[Records from a collection]
########################################

PR #71, opened 2019-10-17
Added Config file and updated install scripts.

lkersting:
Now when json-schema-validator is installed CMake config files are installed in the lib/cmake/json-schema-validator directory.
The install json-schema-validatorTargets.cmake file properly imports the json-hpp and json-schema-validator libraries.
The install json-schema-validatorConfig.cmake file is used by CMake find_package function to include the json-schema-validatorTargets.cmake file and to set the variable JSON_SCHEMA_VALIDATOR_INCLUDE_DIRS to the install include directory.
To use find_package to find the json-schema-validator simply include

### DIFF
--- a/CMakeLists.txt
+++ b/CMakeLists.txt
@@ -30,7 +30,12 @@ if(NOT TARGET json-hpp)
     add_library(json-hpp INTERFACE)
     target_include_directories(json-hpp
         INTERFACE
-            ${NLOHMANN_JSON_REALPATH})
+            $<INSTALL_INTERFACE:include>
+            $<BUILD_INTERFACE:${NLOHMANN_JSON_REALPATH}>)
+
+    install(TARGETS json-hpp EXPORT ${PROJECT_NAME}Targets)
+    install(FILES ${NLOHMANN_JSON_REALPATH}/nlohmann/json.hpp DESTINATION include/nlohmann)
+
 endif()
 
 # and one for the validator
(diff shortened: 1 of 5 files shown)


lkersting:
This is basically the same as pull request #24 but this implementation uses more modern CMake. I am using CMake 3.12 and I haven't tested it with CMake 3.2.

pboettch:
I'm having a hardtime with these changes (and those from #24).

Could you write a test for it? Installing locally inside the build-dir and building an application with the installed lib/includes?

lkersting:
What kind of test are we talking about? I could write a bash test script that configures and builds json-schema-validator inside a build-dir and then installs it inside a installs-dir and then compiles a simple project that uses find_package to import the installed lib/includes. I'm not sure how to make that something ctest would run though.

pboettch:
Yes, a bash-script doing exactly what you describe would great :+1: This script would be `set -e` and manually integrated in ctest.

lkersting:
I've updated the merge request with the new test. It is passing for me, let me know if it works for you. The test may take a while since it has to configure, build, and install the validator. The new test test_cmake_install is a simple cmake project that runs the issue 9, 12, 27, 48, and 54 tests.

pboettch:
Thanks again for your work. Highly appreciated.

Based on your work, I took the occasion to change quite some stuff regarding finding nlohmann-json and some name-adaptations.

I pushed this on PR #73.

Could you please take a look? It contains your changes and my modifications.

########################################

◆ THE PROBLEM
Look through the data and gather every line with the string "ctest" in it.

◆ RESULT OF THIS TASK
What kind of test are we talking about? I could write a bash test script that configures and builds json-schema-validator inside a build-dir and then installs it inside a installs-dir and then compiles a simple project that uses find_package to import the installed lib/includes. I'm not sure how to make that something ctest would run though.
Yes, a bash-script doing exactly what you describe would great :+1: This script would be `set -e` and manually integrated in ctest.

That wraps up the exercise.